Early minimum wage laws, first legislated in New Zealand, were designed to provide the industrial workforce with a degree of economic protection. The law was well received and, by the end of the twentieth century, a majority of countries had some form of legally mandated base wage. One hundred and twenty-three years later though, minimum wage laws continue to ignite heated debate among economists and the general public.
Consensus is hard to find on the question of how high the minimum wage should be, or whether it should even exist in the first place. Economists – and there are many who do care about workers, I assure you – tend to lean against the idea.
Those who support a higher minimum wage argue it is an effective measure with which to improve the plight of the growing ranks of the working poor. Many demand that a “living wage” – a wage high enough to maintain a normal standard of living – be instituted. They claim a living wage is the only way to ensure well-being for workers in a labour market where many struggle to find higher paying jobs.
Opposed are those who assert that lifting the minimum wage would have calamitous consequences for the economy. They are concerned that such a measure would squeeze small businesses and put large numbers of people out of work. Such fears may be somewhat exaggerated. In the US, the minimum wage is set at US$7.25, or 37 per cent of the median wage. There is some empirical evidence to suggest that beneath a certain threshold, often suggested to be 50 per cent of the median wage, increasing the minimum wage does not significantly impact employment rates.
However, the living wage often cited by activists is US$15 an hour, 77 per cent of the median wage in America. Supporters claim that the impact upon businesses’ costs will be offset by higher employee productivity and reduced turnover. To a certain extent, these are logical arguments. Yet, it is unlikely that the effect of such a high minimum wage will be counteracted by productivity gains.
Those who champion such a high minimum wage undoubtedly have the best interests of workers in mind, but their reasoning runs counter to fundamental economic concepts. A minimum wage essentially acts as a “price floor”, the lowest price a producer – in this case a worker – can receive for supplying a particular good or service. When a minimum wage is set in the labour market, there is a greater supply of workers than there is demand. Thus, unemployment occurs.
This argument maintains that although a higher hourly rate may improve the welfare of some workers, many others will find themselves out of a job. In Milton Friedman’s words, the minimum wage is a requirement that “employers must discriminate against people who have low skills”, because the least able workers – often ones that need the job most – will be the first to go. These workers may become stuck in the rut of long-term unemployment, unable to find a foothold in the job market.
Additionally, there are very real concerns that a higher minimum wage could accelerate the shift toward automation, particularly in the fast food industry. This would eventually put far more people out of work and, although some workers may be able to find other industries to work in, it is highly likely that some jobs will be lost permanently.
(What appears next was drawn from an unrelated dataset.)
PR #87851, opened 2022-06-20
[Docs] Fix runtime grok script example

### LINKED ISSUE #87848: The explanation of the code does not match the results
At the link  https://www.elastic.co/guide/en/elasticsearch/reference/8.2/runtime-examples.html, there is a such a piece of code:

In the heated debate between those who clamour for a “living wage” and those who warn of mass unemployment, the underlying issue is sometimes lost. There is as yet no definitive conclusion regarding the effect of a higher minimum wage; however, proponents of a higher minimum wage ultimately strive to relieve workers from the burden of poverty. Therefore, the question that should be is asked is not whether a raise in the minimum wage is in itself “good”, but rather if it is the most efficient way to improve worker welfare. The answer to that question is perhaps no.
At some point, someone must pay for the minimum wage. If companies don’t absorb the costs and become less profitable, they will pass those costs onto their consumers. Naturally, these higher prices will disproportionately fall on those in the lower and middle classes, for whom the price increases will constitute a relatively larger share of income. The non-partisan Congressional Budget Office estimates that only one-fifth of the monetary benefit of a higher minimum wage goes to those beneath the poverty line. Other, more direct government subsidies to workers could be more effective.
It is a fact that income inequality and poverty are among today’s most pressing problems. It is also true that a greater minimum wage would, in some countries, do more good than harm. But it would be unwise to proceed with great fervour toward higher rates without considering valid alternatives and potential economic ramifications. Ultimately, the welfare of millions is at stake.